Assignment: What must be returned is the number of lines in the records holding the word "Behavior", with no other text.

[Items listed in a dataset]
——

PR #1321, opened 2018-05-08
add cache-dir option to cli

### LINKED ISSUE #709: [Feature] Make cache directory path configurable

DeMoorJasper:
Closes #709

### DIFF
--- a/src/cli.js
+++ b/src/cli.js
@@ -57,6 +57,7 @@ program
     'set the log level, either "0" (no output), "1" (errors), "2" (warnings + errors) or "3" (all).',
     /^([0-3])$/
   )
+  .option('--cache-dir <path>', 'set the cache directory. defaults to ".cache"')
   .action(bundle);
 
 program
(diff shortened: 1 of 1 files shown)


ekoeryanto:
why it still here?
Please merge it.

devongovett:
what if we just call it `.parcel-cache` always, then it won't overwrite things?

ekoeryanto:
@devongovett or ".cache/parcel"

mohsen1:
`cache/parcel` will work with existing `.gitignore` rules

devongovett:
I still think we should change the default so it conflicts less, but I merged anyway because I think it will be important e.g. for CI environments to be able to control the cache dir, for example if you wanted to put it outside a container in a shared location.

If someone wants to make a PR to change the default dir name, that would be great as well!

devongovett:
released in v1.9.3.

PR #1322, opened 2018-05-08
Split cache into subdirs for faster fs

DeMoorJasper:
Splits cache dir structure into subdirectories for slightly faster fs if there are a lot of cache files


jean343:
Would it be even faster to have all data in one single cache file to reduce disk IO?
For info, my project has about 3000 small files for a total of 150MB.

DeMoorJasper:
@jean343 that would probably flood memory and require virtualfs to work properly. Also wouldn’t be very redundant as the moment that file gets corrupt the entire cache is

PR #1324, opened 2018-05-08
Fix absolute and tilde paths

marcosbozzani:
Fix addURLDependency resolution in Asset.js

Minimal reproducible repo: https://github.com/marcosbozzani/parcel-bug-tilde-abs-paths

Just clone the repo, `yarn install` and `yarn tilde` or `yarn slash`

Tilde error: `Cannot resolve dependency './~\style.css'`
Slash error: `Cannot resolve dependency './..\..\..\..\..\..\`

### DIFF
--- a/src/Asset.js
+++ b/src/Asset.js
@@ -7,6 +7,7 @@ const isURL = require('./utils/is-url');
 const config = require('./utils/config');
 const syncPromise = require('./utils/syncPromise');
 const logger = require('./Logger');
+const Resolver = require('./Resolver');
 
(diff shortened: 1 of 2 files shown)


marcosbozzani:
Maybe I can create a logic that checks whether the assets already has a resolver or else use the default one.
I'll analyse the code and try to come up with a solution.

absentees:
@marcosbozzani does this work for you now? I'm still getting the same errors on your example repo, and on my own.

viztor:
still getting the same errors

PR #1326, opened 2018-05-08
Fixing bugs related to filewatchers and symlinks

### LINKED ISSUE #998: 🐛No hot module replacement with symlinks
🐛 bug report

I start up Parcel's development server with a command like this:
```
parcel ./public/symlink-index.html
```
I have a symlink at ./public/symlink-index.html which points to an index.html file (in any location). The hot module replacement does not occur when changes are made to the symlinked index.html file. Hot module replacement only occurs when the symlink itself changes.

My .babelrc
```js
{
  "plugins": [
    "transform-class-properties"
  ],
  "presets": ["env", "stage-0", "react"]
}
```

### 🤔 Expected Behavior

When a change is made to the symlinked index.html file, hmr should occur.

### 😯 Current Behavior

When a change is made to the symlinked index.html file, no hmr occurs. Dev server must be restarted for changes to take effect.

### 🔦 Context

We are using Bazel to build all of our projects. Bazel runs the parcel binary in a sandbox where it creates symlinks to all of the files in our app. 

### 🌍 Your Environment

| Parcel           | 1.6.2
| Node             | 9.7.1
| npm/Yarn         | 5.6.0
| Operating System | High Sierra

Tom-Julux:
📦🚀Parcel is awesome, but it did not supports *symlinks* very well, as `chokidar`, the filewatcher used by parcel, handles these transparently, which collides with the way assets are stored in parcel.

This pull request resolves #998 and hmr now works as expected.


Tom-Julux:
From what I can see the failing build have nothing to do with my changes.

DeMoorJasper:
Would be nice if you could add some tests

Tom-Julux:
Of course tests are always important and I already have created one, but the problem lies in the low-level nature of symlink. 

Most importantly they cannot be checked in with git and work reliable on another computer. Eg. My *ntfs windows 10* symlink will not work on any ext4 system.

The alternative to checking one in with git would be to create on dynamicly when the test is executed. This is only possible if the tests are run by an `administrator` (on Windows) / with `sudo` (on unix).

I am not sure it is a good idea to require these privileges, as it is one of nodes biggest strength that most packages can be installed without worrying about privileges.

So I am not sure if adding a test for this is a good idea.

DeMoorJasper:
It should be possible if you use relative symlinks like here: https://github.com/parcel-bundler/parcel/tree/master/test/integration/resolver/node_modules

But it's not that big of a deal.

Tom-Julux:
I now added a test. Using relativ symlinks was the solution.

src/Bundler.js
```diff
@@ -377,6 +379,9 @@ class Bundler extends EventEmitter {
     if (!this.watcher) {
       return;
     }
+    if (fs.existsSync(path) && fs.lstatSync(path).isSymbolicLink()) {
```
DeMoorJasper: I think we can turn watch into an async function and do this asynchronous?

Tom-Julux: This is probably a good idea. I will take a look at it.

Tom-Julux: I do not think a race condition could occur here, as the stats and exists function usually only take a few ms to execute, while the bundling takes one to two magnitudes longer.

Tom-Julux:
I can confirm that now all tests pass on my windows machine. I think while pushing my symlinks up I accidentally broke the existing ones in the repo

DeMoorJasper:
Closing in favor of a smaller version of this Pr #1408

PR #1327, opened 2018-05-08
Support `--no-autoinstall` for `build`

dobesv:
When running `build` you might want to disable autoinstall.


DeMoorJasper:
Isn’t autoinstall disabled by default for build?

dobesv:
Ah you are right.  It was auto-installing `node-sass` but I guess `--no-autoinstall` doesn't cover that.

DeMoorJasper:
Yeah build tools are autoinstalled because they cant cause side effects

PR #1336, opened 2018-05-09
[WIP] [RFC] Plugins v2 v2

fathyb:
## Principles

- Composition over inheritance, declarative API
- Polymorphic, multiple plugin can extend the same asset type. Reducers are used to handle async and multiple results
- Nothing should be imported to create a basic asset
- Plugins can't interfere between each other, each plugin has a `state` object allocated for each instance, acting as a proxy to `Asset`
- Every internal asset is implemented as a Plugin
- Every API used by an internal asset should be public

## Status

- [x] extend `Asset`
- [x] rewrite internal assets as plugins
- [ ] extend `Packager`
- [ ] expose `SourceMap` and `Resolver`
- [ ] load external plugins

#### YAML Asset
```js
const yaml = require('js-yaml');
const serializeObject = require('../../utils/serializeObject');

const YAMLAsset = {
  type: 'js',

  parse(code) {
    return yaml.safeLoad(code);
  },

  generate(ast, state) {
    return {
      js: serializeObject(ast, state.options.minify)
    };
  }
};

module.exports = {
  Asset: {
    yaml: YAMLAsset,
    yml: YAMLAsset
  }
};
```

#### GraphQL Asset
```js
const GraphqlAsset = {
  type: 'js',

  async parse(code, state) {
    let gql = await state.require('graphql-tag');
    return gql(code);
  },

  generate(ast) {
    return {
      js: `module.exports=${JSON.stringify(ast, false, 2)};`
    };
  }
};

module.exports = {
  Asset: {
    gql: GraphqlAsset,
    graphql: GraphqlAsset
  }
};
```

#### 🦄
```js
const traverse = require('babel-traverse')
const Unicorn = {
  transform(ast) {
    traverse(ast, {
      BlockStatement({scope}) {
        Object
          // get all bindings
          .keys(scope.bindings)
          // ignore already unicornified variables
          .filter(name => name[0] !== '🦄')
          // rename ${name} to 🦄_${name}_🦄
          .forEach(name => scope.rename(name, `🦄_${name}_🦄`))
      }
    })
  }
}
module.exports = {
  Asset: {
    js: Unicorn
  }
}
```

Related #919


fathyb:
@devongovett @DeMoorJasper you guys have any feedback on this one?

DeMoorJasper:
Looks better than before.
But I think Devon and Jamie are working on a new plugin system so not much use in reviewing this.
Definitely seems way more extendable this way though.

fathyb:
Ah, didn't know an effort was already started

PR #1373, opened 2018-05-16
WIP: Enable/disable node-sass sourcemaps (closes #903)

### LINKED ISSUE #903: Enable/disable node-sass sourcemaps
👋

Is there a way to add sourcemaps support for `node-sass`  ? 

Only way i've found is to create a `.sassrc` with this config (inline-sourcemaps here) for example:
```
{
  "sourceMap": true,
  "sourceMapEmbed": true
}
```
But no way to disable it when running `parcel build`command.

Thanks for your work.

oligot:
Enable/disable sourcemaps based on the CLI flag for sourcemaps that is already used for JS.

Note that sass test are failing for now, and I don't really understand why.
This seems to be related to the way sass/scss files are imported: when imported in a js file via `require('./file.scss')`, it fails; when "imported" in a html file or when it is the main entry (as is the case in the latest sass test), it works...

If someone with a deeper understanding of the Parcel code base than me could take a look and see what's wrong, this would help me a lot !


devongovett:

——

Response below: 2